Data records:

------------------------------------------------------------------------

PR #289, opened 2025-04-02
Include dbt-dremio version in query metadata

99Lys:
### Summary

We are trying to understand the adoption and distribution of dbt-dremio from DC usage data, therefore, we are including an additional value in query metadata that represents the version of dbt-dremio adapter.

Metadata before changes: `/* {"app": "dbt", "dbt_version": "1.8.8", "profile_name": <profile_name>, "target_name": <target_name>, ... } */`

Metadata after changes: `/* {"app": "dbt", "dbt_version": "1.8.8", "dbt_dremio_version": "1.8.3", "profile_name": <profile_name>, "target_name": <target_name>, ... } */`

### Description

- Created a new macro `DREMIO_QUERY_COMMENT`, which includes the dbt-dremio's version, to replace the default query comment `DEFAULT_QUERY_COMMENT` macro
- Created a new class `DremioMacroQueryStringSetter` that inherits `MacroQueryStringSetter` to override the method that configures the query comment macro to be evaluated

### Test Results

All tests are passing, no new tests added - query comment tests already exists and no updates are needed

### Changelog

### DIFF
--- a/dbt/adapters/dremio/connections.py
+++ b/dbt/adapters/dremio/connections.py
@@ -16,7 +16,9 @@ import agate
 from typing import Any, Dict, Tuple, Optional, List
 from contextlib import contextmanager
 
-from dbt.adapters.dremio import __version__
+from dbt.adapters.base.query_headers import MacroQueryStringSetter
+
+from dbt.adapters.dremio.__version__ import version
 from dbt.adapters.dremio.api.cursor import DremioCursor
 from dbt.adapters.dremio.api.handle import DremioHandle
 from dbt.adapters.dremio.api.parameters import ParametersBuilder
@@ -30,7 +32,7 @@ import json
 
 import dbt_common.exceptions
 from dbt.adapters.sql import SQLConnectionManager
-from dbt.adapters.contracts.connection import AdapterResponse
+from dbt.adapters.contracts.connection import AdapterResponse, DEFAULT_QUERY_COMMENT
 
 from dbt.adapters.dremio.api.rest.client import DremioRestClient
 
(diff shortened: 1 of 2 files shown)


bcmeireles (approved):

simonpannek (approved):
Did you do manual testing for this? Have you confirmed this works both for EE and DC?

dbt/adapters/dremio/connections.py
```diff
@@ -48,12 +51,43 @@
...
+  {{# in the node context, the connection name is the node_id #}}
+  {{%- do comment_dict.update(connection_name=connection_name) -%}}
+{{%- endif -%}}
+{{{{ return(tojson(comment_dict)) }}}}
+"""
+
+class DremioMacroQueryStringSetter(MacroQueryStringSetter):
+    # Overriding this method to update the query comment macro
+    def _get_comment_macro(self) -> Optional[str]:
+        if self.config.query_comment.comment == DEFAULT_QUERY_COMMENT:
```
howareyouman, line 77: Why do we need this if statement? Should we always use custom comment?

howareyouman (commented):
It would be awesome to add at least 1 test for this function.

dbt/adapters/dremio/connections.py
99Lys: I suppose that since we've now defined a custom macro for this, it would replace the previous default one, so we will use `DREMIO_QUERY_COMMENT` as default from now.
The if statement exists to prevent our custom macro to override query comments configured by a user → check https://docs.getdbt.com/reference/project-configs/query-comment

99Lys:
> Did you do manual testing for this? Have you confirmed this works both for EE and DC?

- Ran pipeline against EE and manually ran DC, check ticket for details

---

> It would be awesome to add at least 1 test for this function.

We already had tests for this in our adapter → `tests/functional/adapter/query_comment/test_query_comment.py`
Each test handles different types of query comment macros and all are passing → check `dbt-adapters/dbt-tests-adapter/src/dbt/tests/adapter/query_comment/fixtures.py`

------------------------------------------------------------------------

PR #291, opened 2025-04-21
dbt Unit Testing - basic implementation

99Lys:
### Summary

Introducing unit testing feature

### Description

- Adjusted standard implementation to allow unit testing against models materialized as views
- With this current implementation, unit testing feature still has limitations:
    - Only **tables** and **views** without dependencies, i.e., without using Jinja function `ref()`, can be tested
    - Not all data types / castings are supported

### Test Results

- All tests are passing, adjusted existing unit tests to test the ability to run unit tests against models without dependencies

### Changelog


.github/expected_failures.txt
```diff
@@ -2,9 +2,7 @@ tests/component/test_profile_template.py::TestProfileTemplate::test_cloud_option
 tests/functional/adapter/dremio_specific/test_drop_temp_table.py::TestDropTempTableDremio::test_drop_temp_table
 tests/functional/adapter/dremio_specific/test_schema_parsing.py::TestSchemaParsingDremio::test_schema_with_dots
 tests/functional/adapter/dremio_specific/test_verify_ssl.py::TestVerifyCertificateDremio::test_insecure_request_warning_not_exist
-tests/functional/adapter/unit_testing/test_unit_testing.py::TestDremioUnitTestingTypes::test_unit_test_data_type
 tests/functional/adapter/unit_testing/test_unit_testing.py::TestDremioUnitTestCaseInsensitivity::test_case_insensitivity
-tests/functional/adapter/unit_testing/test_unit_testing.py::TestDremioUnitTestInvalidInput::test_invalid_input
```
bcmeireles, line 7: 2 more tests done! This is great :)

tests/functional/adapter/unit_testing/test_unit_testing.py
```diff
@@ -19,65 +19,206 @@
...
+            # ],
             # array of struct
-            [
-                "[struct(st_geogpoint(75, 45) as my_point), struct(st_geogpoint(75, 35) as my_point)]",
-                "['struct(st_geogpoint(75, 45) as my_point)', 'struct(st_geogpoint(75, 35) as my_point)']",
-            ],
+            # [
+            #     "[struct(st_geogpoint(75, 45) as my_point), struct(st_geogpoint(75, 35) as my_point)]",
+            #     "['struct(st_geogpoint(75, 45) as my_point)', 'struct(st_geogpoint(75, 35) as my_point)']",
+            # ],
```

------------------------------------------------------------------------

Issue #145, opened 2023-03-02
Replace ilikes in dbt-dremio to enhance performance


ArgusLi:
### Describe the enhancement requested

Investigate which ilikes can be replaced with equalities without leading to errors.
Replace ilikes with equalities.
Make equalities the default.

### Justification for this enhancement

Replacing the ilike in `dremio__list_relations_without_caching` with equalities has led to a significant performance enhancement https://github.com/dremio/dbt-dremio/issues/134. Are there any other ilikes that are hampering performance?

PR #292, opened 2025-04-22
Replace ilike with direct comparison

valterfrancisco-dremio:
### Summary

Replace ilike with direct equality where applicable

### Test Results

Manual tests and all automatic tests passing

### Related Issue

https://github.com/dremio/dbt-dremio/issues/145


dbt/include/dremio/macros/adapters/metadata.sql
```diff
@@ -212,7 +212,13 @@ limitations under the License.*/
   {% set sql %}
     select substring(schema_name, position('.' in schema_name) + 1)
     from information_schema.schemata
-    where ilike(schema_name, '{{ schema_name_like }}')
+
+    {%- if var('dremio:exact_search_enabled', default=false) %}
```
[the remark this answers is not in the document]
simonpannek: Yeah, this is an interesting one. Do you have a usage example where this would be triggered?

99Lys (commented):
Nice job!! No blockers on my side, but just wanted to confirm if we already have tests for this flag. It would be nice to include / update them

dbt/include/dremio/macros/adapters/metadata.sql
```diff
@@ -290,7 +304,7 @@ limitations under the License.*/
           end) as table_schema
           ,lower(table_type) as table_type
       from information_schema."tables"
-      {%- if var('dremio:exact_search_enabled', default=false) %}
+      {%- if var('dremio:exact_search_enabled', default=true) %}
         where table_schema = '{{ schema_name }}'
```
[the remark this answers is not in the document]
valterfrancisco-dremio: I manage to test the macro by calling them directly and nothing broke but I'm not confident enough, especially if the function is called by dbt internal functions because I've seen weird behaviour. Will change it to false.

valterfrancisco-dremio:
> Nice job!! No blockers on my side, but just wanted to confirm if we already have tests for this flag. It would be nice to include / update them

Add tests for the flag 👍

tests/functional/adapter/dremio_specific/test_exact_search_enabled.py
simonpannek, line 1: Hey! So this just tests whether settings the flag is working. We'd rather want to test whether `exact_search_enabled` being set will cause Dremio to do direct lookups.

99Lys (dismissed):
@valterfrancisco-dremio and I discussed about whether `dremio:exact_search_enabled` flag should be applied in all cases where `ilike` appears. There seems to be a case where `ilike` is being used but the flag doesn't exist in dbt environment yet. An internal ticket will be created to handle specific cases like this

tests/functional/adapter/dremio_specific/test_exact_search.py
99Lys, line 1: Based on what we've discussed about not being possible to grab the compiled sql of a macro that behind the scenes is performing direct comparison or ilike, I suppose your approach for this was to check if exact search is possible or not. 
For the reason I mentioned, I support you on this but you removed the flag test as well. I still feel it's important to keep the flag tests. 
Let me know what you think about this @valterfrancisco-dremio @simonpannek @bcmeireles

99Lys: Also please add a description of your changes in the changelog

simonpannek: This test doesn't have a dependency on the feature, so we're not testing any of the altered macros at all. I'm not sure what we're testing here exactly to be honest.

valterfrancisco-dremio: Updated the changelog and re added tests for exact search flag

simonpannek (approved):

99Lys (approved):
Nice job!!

------------------------------------------------------------------------

→ **WHAT TO PRODUCE**:
Read the data above. Pull out each line in which the string "method" appears.

→ **RESPONSE FOR THIS EXERCISE**:
- Created a new class `DremioMacroQueryStringSetter` that inherits `MacroQueryStringSetter` to override the method that configures the query comment macro to be evaluated
+    # Overriding this method to update the query comment macro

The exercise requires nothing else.